Arguably, the most important message is this: if caught early, skin cancer is highly treatable. While 8 in 10 cases are basal cell carcinoma, and squamous cell carcinoma is the second most common form of the disease, skin cancer that is detected early can be treated more easily and often results in a five-year survival rate of 99 percent.

Advanced Disease

However, misconceptions persist about the lesser, more rare forms of skin cancer. The treatable nature and high rates of survival simply do not apply to skin cancer that is advanced or has metastasized. Which means that more providers must hold difficult conversations with patients, who often do not understand that their form of advanced skin cancer may be inoperable and incurable.

And the facts can certainly be startling. According to the American Cancer Society, the five-year survival rate for regional (disease that has spread beyond the skin to nearby structures or lymph nodes) and distant (disease that has spread to distant parts of the body, such as the lungs, liver, or skin on other parts of the body) melanoma decreased to 71 percent and 32 percent, respectively. These survival rates decline further for skin cancers that grow, spread, or return after treatment. The Skin Cancer Foundation cites that the incidence rates for more rare and aggressive forms of skin cancer, such as Merkel cell carcinoma, increased by 95 percent from 2000 to 2013; the number of new invasive melanoma cases diagnosed annually between 2013 to 2023 increased by 27 percent; and patients receiving organ transplant are approximately 100 times more likely to develop squamous cell carcinoma than the general public.

New ACCC Resources to Support Providers

These statistics point to the increasing importance of educating and supporting providers to recognize the high-risk features associated with advanced cutaneous squamous cell and basal cell carcinoma, as well as more rare types of skin cancer like Merkel cell carcinoma, cutaneous lymphomas, among others, and to understand when and how to refer patients to oncology experts and specialists.

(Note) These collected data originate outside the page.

Issue #136, opened 2017-05-06
munge installation when ubuntu 16.04


drosofff:
As far as I can test the task https://github.com/galaxyproject/ansible-galaxy-extras/blob/master/tasks/slurm.yml#L7 fails when ubuntu 16.04.
The issue I see comes from failure in `apt-get install munge` and is related to https://bugs.launchpad.net/ubuntu/+source/munge/+bug/1287624/comments/11.

If before running the playbook I install manually munge (with failure) and fix it as indicated
```
1. sudo systemctl edit --system --full munge.service
   While in the editor, append " --syslog" to the ExecStart line:
   ExecStart=/usr/sbin/munged --syslog

2. sudo systemctl enable munge.service

3. sudo systemctl start munge.service
```
Then, the task  https://github.com/galaxyproject/ansible-galaxy-extras/blob/master/tasks/slurm.yml#L7 can run to completion.

Let me know if I missed something. If not I can work on a fix in the playbook

drosofff:
@bgruening @jmchilton Should I close the issue or is this procedure in your attributions ?

bgruening:
Feel free to close it :)

bgruening:
And thanks!

drosofff:
Happy to help !

PR #137, opened 2017-05-06
Fix installation of munge package in ubuntu 16.04

drosofff:
by pre-uploading a munge.service config file with
```
ExecStart=/usr/sbin/munged --syslog
```
The issue is detailed in #136

### DIFF
--- a/tasks/slurm.yml
+++ b/tasks/slurm.yml
@@ -4,10 +4,21 @@
     - python-pip
   when: galaxy_extras_install_packages
 
+- name: Create munge.service configuration file
+  template: src=munge.service.j2 dest=/etc/systemd/system/munge.service
+  when: galaxy_extras_install_packages
+
+- name: Install munge system package
+  apt: pkg=munge state={{ galaxy_extras_apt_package_state }}
+  when: galaxy_extras_install_packages
+
+- name: Restart munge service
+  systemd: name=munge daemon_reload=yes enabled=True state=started
+  when: galaxy_extras_install_packages
+
 - name: Install SLURM system packages
   apt: pkg={{ item }} state={{ galaxy_extras_apt_package_state }}
   with_items:
-    - munge
     - slurm-llnl
     - slurm-drmaa-dev
     - python-psutil
--- a/tasks/slurm.yml
+++ b/tasks/slurm.yml
@@ -6,7 +6,7 @@
 
 - name: Create munge.service configuration file
   template: src=munge.service.j2 dest=/etc/systemd/system/munge.service
-  when: galaxy_extras_install_packages
+  when: galaxy_extras_install_packages|bool and ansible_distribution_version >= "15.04"
 
 - name: Install munge system package
   apt: pkg=munge state={{ galaxy_extras_apt_package_state }}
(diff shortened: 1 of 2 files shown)


jmchilton:
Doesn't supervisor run munge though - or do you have that off in your settings?

drosofff:
Supervisor run munge is On in my settings.
However, whether or not supervisor run munge, the munge package is installed by apt before in the playbook and this does not work in 16.04. it also crashes the slurm packages installation by the way (still in 16.04)

jmchilton:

Recognizing this need, the Association of Community Cancer Centers (ACCC) partnered with the Skin Cancer Education and Research Foundation, Cancer Support Community, and CancerCare, and received support from Regeneron and Sanofi, to create a suite of powerful resources for multidisciplinary cancer care teams and non-oncology providers and specialists to build awareness on effective practices for supporting, treating, and managing patients with advanced skin cancers. These include an on-demand webinar on building multidisciplinary care collaboration to improve care for patients, a series of articles and resources highlighting insights from cancer programs and practices and their experts in advanced non-melanoma skin cancer, CANCER BUZZ podcasts focused on navigating difficult conversations with patients and addressing barriers to care, as well as a helpful online tool, 360 connect, which enables  providers to locate and connect with experts and non-melanoma skin cancer centers of excellence across the U.S.

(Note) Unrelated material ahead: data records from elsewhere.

PR #138, opened 2017-05-07
use the galaxy wheel, this does not need a GCC installed locally

bgruening:


jmchilton:
There is a condor failure in the tests - it seems unrelated though right?

bgruening:
I hope so. I have major problems with htcondors debian repos. They always timeout since 2 days :(

PR #143, opened 2017-05-12
Change NGINX_X_ACCEL vars when using PROXY_PREFIX

abretaud:
Adapt 2 more env vars when the galaxy docker is running behind a proxy
Discussed in https://github.com/bgruening/docker-galaxy-stable/pull/310


bgruening:
Thanks @abretaud!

Leveraging these and other resources to build awareness for both providers and patients on the critical differences in the diagnosis, treatment, and outcomes of skin cancer, as well as arming them with the skills to recognize high-risk features and warning signs of advanced or rare types of skin cancer, is key. Early prevention practices and early diagnosis can a make all the difference in improving outcomes for American lives.